When Corinthian Colleges
was searching for new campus sites in Milwaukee’s central business district, it initially declined
a tour of a vacant industrial property in a prime location. “It didn’t have parking,” says Kenneth R. Braden,
CCIM, SIOR, senior vice president with Cassidy Turley Barry in Milwaukee, whose
company represented the owner, Paul Davis Restoration & Remodeling. “Our client subsequently
bought the two neighboring properties to accommodate parking.” The added space helped to
convince Corinthian Colleges to buy, and the $10.7 million deal closed last
year.
“It’s a rare commodity,” says R.J. Neary, CCIM,
SIOR, managing partner with Investors Realty in Omaha, Neb., referring parking
space for his largely urban adaptive reuse projects. “And a lot of your
competition doesn’t
have it.”
As a push for urban infill
spreads beyond core markets, adaptive reuse and conversion projects are being
forced into tighter spaces. Creative — and potentially expensive — solutions
often are required to deal with the parking problem.

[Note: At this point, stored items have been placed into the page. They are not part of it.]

PR #369, opened 2026-06-17
Implement Context Menu Overrides w/ Font Family Fix

PauloMFJ:
## Before
Right click without selected card(s):
image

Right click with selected card:
image

Right click with selected cards:
image

## After
Right click without selected card(s):
image

Right click with selected card:
image

Right click with selected cards:
image


dataweaver/apps/web/src/components/scopes/atlas/atlas_provider.module.scss
```diff
@@ -5,6 +5,14 @@
   --tl-color-selected: rgb(var(--color-control-accent));
   --tl-color-selected-contrast: rgb(var(--color-control-accent-content));
 
+  // The UI font is inherited from 'html' (see styles/core/_base.scss). These
+  // align tldraw's own font CSS vars brand font so they don't fall back
+  // to the bundled tldraw_* fonts
+  --tl-font-draw: "Google Sans", sans-serif;
+  --tl-font-sans: "Google Sans", sans-serif;
+  --tl-font-serif: "Google Sans", serif;
+  --tl-font-mono: "Google Sans", monospace;
```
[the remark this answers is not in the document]
PauloMFJ: To keep to Brand IMO it's better to just override - we don't plan on ever natively supporting these features so it's not a factor we should factor into at this stage.

dataweaver/apps/web/src/styles/core/_base.scss
```diff
@@ -1,6 +1,11 @@
 @use "~/styles/includes";
 
 @layer base {
+  html {
+    // Set global default font-family
+    font-family: "Google Sans", sans-serif;
```
nick-nlb, line 6: The font will need to be tokenized and swappable like other elements. 

We can note and track the fact that we will need to be able to provide an entry point for partners who wish to customize by overriding the tokens and provide their own imports (we can discuss soon). But then regardless, the font should be a token along with other theme variables. 

We don't have to apply that in this PR (we could save that for a bigger look at how theming is applied in practice), but if not, can we note it in your tracker?

nick-nlb (approved):

dataweaver/apps/web/src/styles/core/_base.scss
PauloMFJ: Will note this down!

PR #374, opened 2026-06-22
Implement Prompt Tags Support

PauloMFJ:
## Overview

Implement prompt tags support.

With 1 tag:
image

With 2 tags:
image

With 3+ tags:
image


dataweaver/apps/web/src/components/elements/tag.module.scss
```diff
@@ -0,0 +1,18 @@
+.container {
+  display: flex;
+  column-gap: 8px;
+  align-items: center;
+  height: var(--tag-height);
+
+  // Note: The extra 1px here accounts for the 1px border
+  padding-inline: 12px
+    calc((var(--tag-height) - var(--button-circle-size-extra-small)) / 2 - 1px);
```
nick-nlb: This seems a bit fragile (relying on the size of the border). I played with this line to try achieve the same effect without the complex calculation :`padding-inline: 12px 4px;`.

This gave the same result in the examples that I tried. Of course, if there is another aspect or scenario of this that requires the calc, we can keep it in. Let me know what you think.

dataweaver/apps/web/src/components/scopes/page_home/prompt.module.scss
```diff
@@ -11,6 +12,14 @@
   box-shadow: var(--shadow-elevated);
 }
 
+.tags-inner-container {
+  display: flex;
+  flex-wrap: wrap;
+  gap: 12px;
+  align-items: center;
+  padding-bottom: var(--row-gap);
```
nick-nlb: This is converted to a token, but it's also moved responsibility for the internal spacing of the container's children from the container itself to the children. This creates a less flexible coupling between the children, where the children have to understand the layout of the parent and independently implement it. If there isn't another difference that requires this separation, let's keep the gap handling in the parent.

nick-nlb (approved):
Thank you! 

I put in a couple of comments to look at before merging, but otherwise approved.

One overall aspect of that (more on the design-side) that we can discuss:

The spacing around the tag section seems large, and this makes the expansion / contraction of the box quite noticeable.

“It’s an added bonus to have
some adjacent land for surface parking and truck deliveries, but we’re used to working around
the parking issue,”
says Rob Kost, CCIM, vice president of commercial properties with Sherman
Associates in Minneapolis, whose company focuses on urban properties for
mixed-use conversion. “If
we buy parking, we might do it as a second phase, or we call owners of nearby
parking ramps and make arrangements for our tenants.”
Playing a bit of hardball
also can uncover options. “Often we go back to sellers and explain that a lack
of parking may kill the deal, and sometimes they reveal that they have a lot
nearby they can sell,”
Kost says. “But
you have to dig.”
In other cases, however,
the parking problem can be a blessing in disguise. Last year, Kost found the
historic Roosevelt Building in Cedar Rapids, Iowa, which currently is being
renovated and will include 95 apartment units and approximately 7,000 square feet
of retail and office space on the first floor. But soon after Sherman
Associates purchased the property, the city announced that it would tear down
the parking garage next door — the one that would service the Roosevelt — to
make room for new development. This was bad news for Kost.
But soon thereafter, the
city revealed plans for the Cedar Rapids Convention Complex. It is expected to
draw 375,000 visitors annually — and drive traffic to the retail portion of the
Roosevelt, which Kost currently is marketing. “It was serendipity with a capital S,” Kost says.